Generalizando los resultados estadísticos a toda la población
Hacer conclusiones sobre una población mucho más amplia que la muestra representa en realidad es uno de los mayores no-no en las estadísticas. Este tipo de problema se llama generalización, y ocurre con más frecuencia de lo que piensas. Las personas quieren que sus resultados instantly- que no quieren esperar a que ellos, encuestas y experimentos tan bien planificadas en un segundo plano a la web encuestas instantáneas y muestras de conveniencia.
Por ejemplo, un investigador quiere saber cómo los canales de noticias de cable han influido en la forma de los estadounidenses reciben sus noticias. Él también pasa a ser un profesor de estadística en una institución de investigación grande y tiene 1.000 estudiantes en sus clases. Él decide que en vez de tomar una muestra aleatoria de los estadounidenses, lo que sería difícil, consume tiempo, y costoso, sólo pondrá una pregunta en su examen final para obtener respuestas de sus estudiantes. Su análisis de los datos muestra que sólo el 5 por ciento de sus estudiantes leer el periódico y / o ver programas de noticias de la red más- las noticias por cable reloj resto. Por su clase, la proporción de estudiantes que ven exclusivamente de noticias por cable en comparación con aquellos estudiantes que no es de 20 a 1. Los informes profesor ésta y envía un comunicado de prensa al respecto. Los canales de noticias por cable recogen en él y al día siguiente están reportando ", los estadounidenses eligen los canales de noticias por cable más de periódicos y noticias de la red por un margen de 20 a 1!"
¿Ves lo que está mal en esta imagen? El problema es que las conclusiones del profesor van mucho más allá de su estudio, que está mal. Utilizó los estudiantes en su clase de estadísticas para obtener los datos que sirve de base para toda su informe y el titular resultante.
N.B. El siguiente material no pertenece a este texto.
PR #1059, opened 2021-06-15
Finish implementing the parser visitors for Type in QsFmt

yjt98765:
## Issue
Before this PR, only the `IntType` and `UserDefinedType` defined in [QSharpParser.g4](https://github.com/microsoft/qsharp-compiler/blob/main/src/QsFmt/Parser/QSharpParser.g4) can be transferred into a syntax tree. The other types are [parsed](https://github.com/microsoft/qsharp-compiler/blob/main/src/QsFmt/Formatter/ParseTree/Type.fs#L49-L50) into `Unknown` types. This uncompleted implementation prevents formatting rules to be applied within the subtree nodes of a `Type`. For example, the extra spaces inside the brackets are not removed.
```
namespace Foo {
    function Bar () : Int [    ] {}
}
```

## This pull request
In this PR, I have implemented all the other `Type`s defined in [Type.fs](https://github.com/microsoft/qsharp-compiler/blob/main/src/QsFmt/Formatter/SyntaxTree/Type.fs#L36-L44), i.e., `Missing`, `Parameter`, `Tuple`, `Array`, `Callable`, and `BuiltIn` other than `IntType`. The visitors of their context are created. I also named some ANTLA fields to assist the implementation.

## Testing
After the implementation, the previous example is formatted as
```
namespace Foo {
    function Bar () : Int [ ] {}
}
```
Notice that the extra spaces inside the brackets are removed.

I have added several test cases in [FixedPoints.fs](https://github.com/microsoft/qsharp-compiler/blob/main/src/QsFmt/Formatter.Tests/FixedPoints.fs) to demonstrate that the types can be parsed without errors. Note that these test cases can **pass** even before the implementation.

### Question
Should I add the code example shown above as a test case? I notice that there is only one example in [Examples.fs](https://github.com/microsoft/qsharp-compiler/blob/main/src/QsFmt/Formatter.Tests/Examples.fs#L60-L78) to demonstrate that extra spaces are removed. That example serves the same purpose as the one above.

### DIFF
--- a/src/QsFmt/Formatter.Tests/Examples.fs
+++ b/src/QsFmt/Formatter.Tests/Examples.fs
@@ -60,7 +60,7 @@ let ``Adds newlines and indents`` =
 [<Example>]
 let ``Removes extraneous spaces`` =
     """namespace     Foo {
-    function Bar() : Int {
+    function Bar() : Int [     ] {
         let x= // Newlines are preserved.
             (7 -   1) // Comments too.
             + 4;
@@ -69,7 +69,7 @@ let ``Removes extraneous spaces`` =
 }""",
 
     """namespace Foo {
-    function Bar() : Int {
+    function Bar() : Int [ ] {
         let x = // Newlines are preserved.
             (7 - 1) // Comments too.
             + 4;
--- a/src/QsFmt/Formatter.Tests/FixedPoints.fs
+++ b/src/QsFmt/Formatter.Tests/FixedPoints.fs
@@ -141,15 +141,15 @@ let ``Type parameter`` = """namespace Foo {
 
 [<FixedPoint>]
 let ``Tuple type`` = """namespace Foo {
-    function Bar (arg : (BigInt, Bool, (Double, Int))) : Unit {}
+    function Bar (arg : (BigInt, Bool, (Double, Int))) : Pauli {}
 }"""
 
 [<FixedPoint>]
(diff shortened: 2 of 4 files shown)


samarsha:
Thanks. :)

> Should I add the code example shown above as a test case? I notice that there is only one example in [Examples.fs](https://github.com/microsoft/qsharp-compiler/blob/main/src/QsFmt/Formatter.Tests/Examples.fs#L60-L78) to demonstrate that extra spaces are removed. That example serves the same purpose as the one above.

I think it would make sense to update the tests to include extra whitespace in types. It seems fine to either add them to the existing "Removes extraneous spaces" test (making the example bigger) or adding separate examples for whitespace in types.

yjt98765:
> Thanks. :)
> 
> > Should I add the code example shown above as a test case? I notice that there is only one example in [Examples.fs](https://github.com/microsoft/qsharp-compiler/blob/main/src/QsFmt/Formatter.Tests/Examples.fs#L60-L78) to demonstrate that extra spaces are removed. That example serves the same purpose as the one above.
> 
> I think it would make sense to update the tests to include extra whitespace in types. It seems fine to either add them to the existing "Removes extraneous spaces" test (making the example bigger) or adding separate examples for whitespace in types.

I chose the first way. This is done with a minor modification in the test.

samarsha (approved):
Looks great! Thanks for your contribution, this is really helpful. :)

Sin embargo, el profesor presenta los resultados sobre todas Los estadounidenses. Es seguro decir que una muestra de 1.000 estudiantes universitarios que toman una clase de estadísticas, al mismo tiempo en la misma universidad no representa una sección transversal de América.
Si el profesor quiere hacer conclusiones finales sobre los Estados Unidos, tiene que seleccionar una muestra aleatoria de los estadounidenses a tomar su encuesta. Si utiliza 1.000 estudiantes de su clase, luego sus conclusiones sólo pueden hacerse sobre esa clase y nadie más.
Para evitar o detectar la generalización, identificar a la población que está con la intención de hacer conclusiones acerca y asegúrese de que la muestra seleccionada representa esa población. Si la muestra representa un grupo más pequeño dentro de esa población, a continuación, las conclusiones tienen que ser reducido en su alcance también.